Easy recipes for the newbie cook, the beginner in the kitchen, the nervous novice: we all had to start somewhere, and you can start right here.

Saturday, 29 October 2011

Fish Head Stew – Economy Recipe

Fish Head Stew – Economy Recipe

There are so many reasons why I include this recipe for Fish Head Stew, even though I realise that the title alone may make some readers recoil in horror.  Stick with me though, and I’ll explain why Fish Head Stew, and the right kind of Economy Recipes are a good thing, whatever your budget.

First of all, though, let’s get one thing straight: I’m not asking you to go rootling around in bins for rotten old bits of fish that the cat wouldn’t look at.  We are going to use very fresh, perfectly good fish here; just some of the bits that would often be cut away and discarded.

Although the main thrust of The Guerilla Griller has always been to encourage new, inexperienced and nervous cooks into the kitchen, my secondary agenda is that good food need not, in fact most often should not, be expensive. 

This recipe is indeed all about buying (or saving, or reusing, or begging) the good cuts or bits of the fish (and the beast and the veg patch for that matter) that do not achieve premium prices at the market, but are none the worse for that – we are looking for the undiscovered gems, if you like; the perfectly good ingredients that would otherwise be thrown away, or at least sold very cheaply.

This recipe for Fish Head Stew works, and is delicious if you follow the ingredient list and method, but that’s not really the point.  By all means go to the fishmonger, or a fisherman friend if you have one, and see if they have a Conger head and tail, as I did.  If not, see if they have any other suitable large fish heads, or ask them to save them for you when next they are filleting or cutting steaks.  Or buy a nice whole fish or two for another recipe and keep the head(s) and tail(s) for this one.

And, forgive me for banging the drum one more time: it’s not even necessarily a fish recipe.  Use the same principles for anything else that may either be sold very cheaply or even thrown away but that with the right cooking could give you a good meal.

I used Conger Eel here, but you could use other large, meaty fish, preferably cut so there is a good “collar” or “shoulder” of meat.  As I know some of you will live in parts of the world where “large” could mean you couldn’t fit it into your car to get it home, let alone fit it into your pot, as a rough guide, I’m talking a head and neck around the size of a man’s clenched fist and wrist.  Rather than list species, any off-cut with a decent amount of meat left on will do – but do make sure to descale the fish if necessary.  As I have no idea what you’re going to use, timings are of course approximate.

The recipe feeds two, but multiply/adapt to your needs, and the size of the fish heads you have found.  There is not much meat (if any) on the part of the Conger tail that is usually off-cut, but it will add flavour to the stewing juices as they develop.

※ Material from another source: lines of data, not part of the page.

PR #447, opened 2022-06-08
First ecrecover is tried and if that fails ERC-1271 is tried

gpersoon:
This is an alternative solution to https://github.com/ProjectOpenSea/seaport/pull/441

## Motivation
The current solution fails with Gnosis safe.
Verifying a the signer is a contract wallet is relative expensive, so this solution tries ecrecover first. 

## Solution
First ecrecover is tried and if that fails ERC-1271 is tried

### DIFF
--- a/contracts/lib/SignatureVerification.sol
+++ b/contracts/lib/SignatureVerification.sol
@@ -33,6 +33,10 @@ contract SignatureVerification is SignatureVerificationErrors, LowLevelHelpers {
         bytes32 digest,
         bytes memory signature
     ) internal view {
+        if (signer == 0) {
+           // Make sure to never allow the ecrecover "error" case
+           revert InvalidSigner();
+        }
         address recoveredSigner = _tryEcRecoverSignature(digest, signature);
         // Found a match: recovered address matches the signer
         if (recoveredSigner == signer) return;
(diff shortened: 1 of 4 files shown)


contracts/lib/SignatureVerification.sol
```diff
@@ -36,6 +33,31 @@ contract SignatureVerification is SignatureVerificationErrors, LowLevelHelpers {
         bytes32 digest,
         bytes memory signature
     ) internal view {
+        address recoveredSigner = _tryEcRecoverSignature(digest, signature);
```
hrkrshnn, line 36: I think it's better to add a check for `0` here. A bit worried if `signer` can be `0` for the call.

contracts/lib/SignatureVerification.sol
```diff
@@ -83,31 +104,16 @@ contract SignatureVerification is SignatureVerificationErrors, LowLevelHelpers {
                     byte(v, ECDSA_twentySeventhAndTwentyEighthBytesSet)
                 )
             }
-
-            // Ensure v value is properly formatted.
+            // Ensure v value is properly formatted. Return invalid value if not
```
axic, line 107:
```suggestion
            // Early abort if v value is out of range to save the cost of ecrecover.
```

axic:
> The current solution fails with Gnosis safe.

See our submission to C4 once released, but basically some signature modes supported by Safe do not work with the current code.

gpersoon:
Closed as https://github.com/ProjectOpenSea/seaport/pull/441 is very similar now and has better error handling.

PR #448, opened 2022-06-08
Gas opt: skip `remaining` calculation when not necessary

naps62:
## Motivation

Critical code paths for order fulfillment are preemptively computing `duration`, `elapsed` and `remaining` timestamps for all orders.
In particular, `remaining` can always be derived from the other two, and it's only actually necessary when `startAmount != endAmount`. For static-price orders, it ends up never actually being used (both `_locateCurrentAmount` and `_applyFraction` branch out and never use it).

This opens the door to a couple of optimizations:
* we can remove this argument from internal calls, and derive it from `duration` and `elapsed` when necessary
* we end up not actually computing it at all when `startAmount == endAmount`, which should be a significant number of orders

`yarn coverage` of the relevant section (before and after shown below) shows gains of 130 to 160 gas for all `fulfill*` and `match*` calls.

**TODO**:
- [x] Update reference implementation as well

main:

Fish Head Stew recipe: Ingredients

One or two Conger Eel Head(s) and Tail(s)
Two or three medium carrots, peeled and sliced into chunky rounds
One medium leek, cleaned and cut into rounds as carrots, discarding the toughest part of the green end
Four plump cloves of garlic, peeled but otherwise whole
Enough hot stock to cover the veg (fresh veg or fish stock if you can, but a dissolved cube or bouillon powder will do if that’s all you have)
A pinch or two of mixed dried herbs or fresh herbs of your choice
A small splash (about a tablespoon) of oil
Plenty of salt and freshly ground black pepper

Fish Head Stew recipe: Method

Heat the oil in a large pot and fry the prepared veg for a few minutes until they begin to take on a little colour, adding the garlic last so it doesn’t burn.  Add the stock, bring back to the boil, then reduce to a simmer.  Add the herbs, and stir well.  Place the fish head(s) and tail(s) onto the veg and cover the pan with a lid.  After ten minutes, turn the fish upside down.  The fish and the vegetables should be ready in another ten minutes.

Double-check that the flesh is cooked right through: if not, cook for a little longer.

When the fish is ready, you have the choice to plonk the head on the plate, surrounded by the veg and its juices, and hack away at it at the table with your knife and fork, which will be very primally satisfying, if a little messy.  You can be a little more refined and carve away the meat from the head on your chopping board.  Check all round the head for meaty bits; some fish have really worthwhile “cheeks” and other pockets of flesh that you don’t want to miss.

I hope you get over any squeamishness you may have about Fish Head Stew (it’s looking back at me!) and realise that it is simply a very cheap (even free) way of getting some very tasty fish onto your plate.